EU To Update State Aid Rules On Aviation
EU regulators investigating 15 cases of state aid in the aviation sector plan to update the rules to ensure that support given by governments does not disadvantage either budget airlines or national carriers, the EU's antitrust chief said on Thursday.
The European Commission is investigating whether authorities in France, Germany, Ireland, Austria, Sweden, Hungary and Romania have provided funding and other subsidies that might have unfairly favoured some airlines and airports.
A number of the cases involve deals between airports and budget airlines Ryanair, Lufthansa's Germanwings, TUIfly, which is part of German travel group TUI, and Air Berlin, which is partly owned by Gulf airline Etihad.
EU Competition Commissioner Joaquin Almunia said he would review the state aid rules for the sector over the next 12 months, though he did not specify which provisions needed reconsideration.

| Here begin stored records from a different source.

PR #2289, opened 2021-06-30
Logcollector cgroups

kevinclark19a:
## Description

The log collector has the potential to be a heavy operation, and thus should be in its own cgroup. This PR kills the process if it is not in the expected cgroup.

---

### PR information

### DIFF
--- a/azurelinuxagent/agent.py
+++ b/azurelinuxagent/agent.py
@@ -208,8 +208,8 @@ class Agent(object):
 
             cpu_cgroup_path, memory_cgroup_path = SystemdCgroupsApi.get_process_cgroup_relative_paths("self")
 
-            cpu_regex_match = cgroup_path_regex.fullmatch(cpu_cgroup_path)
-            memory_regex_match = cgroup_path_regex.fullmatch(memory_cgroup_path)
+            cpu_regex_match = cgroup_path_regex.match(cpu_cgroup_path)
+            memory_regex_match = cgroup_path_regex.match(memory_cgroup_path)
             
             cpu_slice, cpu_unit = cpu_regex_match.group("slice", "unit") if cpu_regex_match else (None, None)
             memory_slice, memory_unit = memory_regex_match.group("slice", "unit") if memory_regex_match else (None, None)
--- a/azurelinuxagent/agent.py
+++ b/azurelinuxagent/agent.py
@@ -29,7 +29,7 @@ import subprocess
 import sys
 import threading
 import traceback
-from azurelinuxagent.common import logcollector
+from azurelinuxagent.common import cgroupconfigurator, logcollector
 from azurelinuxagent.common.cgroupapi import SystemdCgroupsApi
 
 import azurelinuxagent.common.conf as conf
@@ -215,7 +215,7 @@ class Agent(object):
                 
                 slice_group, unit_group = regex_match.group("slice", "unit")
 
-                slice_matches = (slice_group == logcollector.CGROUPS_SLICE)
+                slice_matches = (slice_group == cgroupconfigurator.AZURE_SLICE)
                 unit_matches = (unit_group == logcollector.CGROUPS_UNIT)
 
                 return slice_matches, unit_matches
--- a/azurelinuxagent/agent.py
+++ b/azurelinuxagent/agent.py
@@ -204,22 +204,38 @@ class Agent(object):
 
         # Check the cgroups unit
         if CollectLogsHandler.should_validate_cgroups():
-            cgroup_path_regex = re.compile(r'^(?P<slice>.*)/(?P<unit>.*)$')
+
+            def validate_cgroup_path(path):
+                if path is None:
+                    return False, False
+
+                regex_match = re.match(r'^(?P<slice>.*)/(?P<unit>.*)$', path)
+                if regex_match is None:
+                    return False, False
+                
+                slice, unit = regex_match.group("slice", "unit")
+
+                slice_matches = (slice == logcollector.CGROUPS_SLICE)
+                unit_matches = (unit == logcollector.CGROUPS_UNIT)
+
+                return slice_matches, unit_matches
 
             cpu_cgroup_path, memory_cgroup_path = SystemdCgroupsApi.get_process_cgroup_relative_paths("self")
 
-            cpu_regex_match = cgroup_path_regex.match(cpu_cgroup_path)
-            memory_regex_match = cgroup_path_regex.match(memory_cgroup_path)
-            
-            cpu_slice, cpu_unit = cpu_regex_match.group("slice", "unit") if cpu_regex_match else (None, None)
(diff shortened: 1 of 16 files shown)


narrieta:
@kevinclark19a could you update the title to be more descriptive? thanks

azurelinuxagent/ga/collect_logs.py
```diff
@@ -73,11 +73,27 @@ class CollectLogsHandler(ThreadHandlerInterface):
     """
 
     _THREAD_NAME = "CollectLogsHandler"
+    __CGROUPS_FLAG_ENV_VARIABLE = "_AZURE_GUEST_AGENT_LOG_COLLECTOR_MONITOR_CGROUPS_"
```
narrieta, line 76: Is the environment variable used to distinguish between calls from the agent and calls from the command line? If yes, a command line option on the log collector (e.g. --check-cgroup <foo>) may be more appropriate.

azurelinuxagent/agent.py
```diff
@@ -199,6 +202,26 @@ def collect_logs(self, is_full_mode):
         else:
             print("Running log collector mode normal")
 
+        # Check the cgroups unit
+        if CollectLogsHandler.should_validate_cgroups():
+            cgroup_path_regex = re.compile(r'^(?P<slice>.*)/(?P<unit>.*)$')
+
+            cpu_cgroup_path, memory_cgroup_path = SystemdCgroupsApi.get_process_cgroup_relative_paths("self")
```
narrieta, line 209: Note that get_process_cgroup_relative_paths can return None if, for example, the CPU and/or memory controllers are not enabled. You need to protect your code against this condition.

azurelinuxagent/agent.py
```diff
@@ -199,6 +202,26 @@ def collect_logs(self, is_full_mode):
...
+
+            cpu_regex_match = cgroup_path_regex.match(cpu_cgroup_path)
+            memory_regex_match = cgroup_path_regex.match(memory_cgroup_path)
+            
+            cpu_slice, cpu_unit = cpu_regex_match.group("slice", "unit") if cpu_regex_match else (None, None)
+            memory_slice, memory_unit = memory_regex_match.group("slice", "unit") if memory_regex_match else (None, None)
+
+            if cpu_slice != logcollector.CGROUPS_SLICE or memory_slice != logcollector.CGROUPS_SLICE:
+                print("Log Collector not in the expected slice, skipping execution.")
```
narrieta, line 218: since this condition can be triggered both by cpu or memory, we shoud add which condition failed to the message

azurelinuxagent/common/logcollector.py
```diff
@@ -43,6 +43,11 @@
 OUTPUT_RESULTS_FILE_PATH = os.path.join(_LOG_COLLECTOR_DIR, "results.txt")
 COMPRESSED_ARCHIVE_PATH = os.path.join(_LOG_COLLECTOR_DIR, "logs.zip")
 
+CGROUPS_SLICE = "azure.slice"
```
narrieta, line 46: you should use _AZURE_SLICE (from cgroupconfigurator.py) instead of redefining this slice

narrieta: (or, I have another comment in your PR) pass the slice name as a command-line parameter

azurelinuxagent/ga/collect_logs.py
```diff
@@ -143,13 +162,15 @@ def _get_resource_limits():
...
+    def _collect_logs(self):
         logger.info("Starting log collection...")
 
         # Invoke the command line tool in the agent to collect logs, with resource limits on CPU and memory (RAM).
-        scope_name = "collect-logs-{0}.scope".format(ustr(int(time.time() * 1000000)))
-        systemd_cmd = ["systemd-run", "--unit={0}".format(scope_name), "--scope"]
+
+        systemd_cmd = [
+            "systemd-run", "--unit={0}".format(logcollector.CGROUPS_UNIT),
+            "--slice={0}".format(logcollector.CGROUPS_SLICE),  "--scope"
```
narrieta, line 172: Instead of using a transient scope, I'd use a permanent slice. This has the advantage of allowing the user to override any of our settings with something that is more appropriate to their environment (you can see how the agent uses slices, or we can sync offline)

azurelinuxagent/ga/collect_logs.py
```diff
@@ -180,14 +201,20 @@ def exec_command(output_file):
                 return True
             except Exception as e:
                 duration = elapsed_milliseconds(start_time)
+                err_msg = ustr(e)
 
                 if isinstance(e, CommandError):
-                    exception_message = ustr("[stderr] %s", e.stderr)  # pylint: disable=no-member
-                else:
-                    exception_message = ustr(e)
+                    # pylint has limited (i.e. no) awareness of control flow w.r.t. typing. we disable=no-member
```
narrieta, line 207: great comment, thanks!

azurelinuxagent/ga/collect_logs.py
kevinclark19a: I'm a bit concerned with the complexity of the `azurelinuxagent.agent.parse_args` method... it doesn't quite seem tenable to keep adding flags in that manner. I do know there is an `argparse` in python3.2+, and a [PyPI package of the same name](https://pypi.org/project/argparse/) for earlier versions.

I'm not sure if it is worth switching over to this, and I'm equally unsure if my concern for adding to this `parse_args` method is warranted. Any thoughts?

((By the way, I believe this same method (of setting an environment variable) is used to pass the daemon version.))

azurelinuxagent/agent.py
kevinclark19a: the newest commit should handle this case. Let me know! thanks.

narrieta (approved):

azurelinuxagent/ga/collect_logs.py
```diff
@@ -143,13 +162,15 @@ def _get_resource_limits():
...
         logger.info("Starting log collection...")
 
         # Invoke the command line tool in the agent to collect logs, with resource limits on CPU and memory (RAM).
-        scope_name = "collect-logs-{0}.scope".format(ustr(int(time.time() * 1000000)))
-        systemd_cmd = ["systemd-run", "--unit={0}".format(scope_name), "--scope"]
+
+        systemd_cmd = [
+            "systemd-run", "--unit={0}".format(logcollector.CGROUPS_UNIT),
+            "--slice={0}".format(cgroupconfigurator.AZURE_SLICE)
+        ]
```
nagworld9, line 173: Is logcollector demon managed under azure.slice group. May be comment like [this ](https://github.com/Azure/WALinuxAgent/blob/b268011333a50e07db385824ffb963f975513890/azurelinuxagent/common/cgroupconfigurator.py#L254)helps

nagworld9 (approved):
LGTM.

"The need to update the aviation guidelines is clear; in 2012 we have opened in-depth investigations on 15 regional airports in five different countries," Almunia told a conference organised by the European State Aid Law Institute.
"It goes without saying that the review will also establish a level playing field for all the airlines that use these airports, regardless of their business model - from flag carriers to low-cost airlines," he said.
The Commission can order companies to repay state aid if it finds that the assistance broke EU-wide rules.
Almunia also said he was considering making shareholders share the burden of bailing out troubled companies that receive state aid.
Regulators aim to have the updated rules in place by the end of 2013.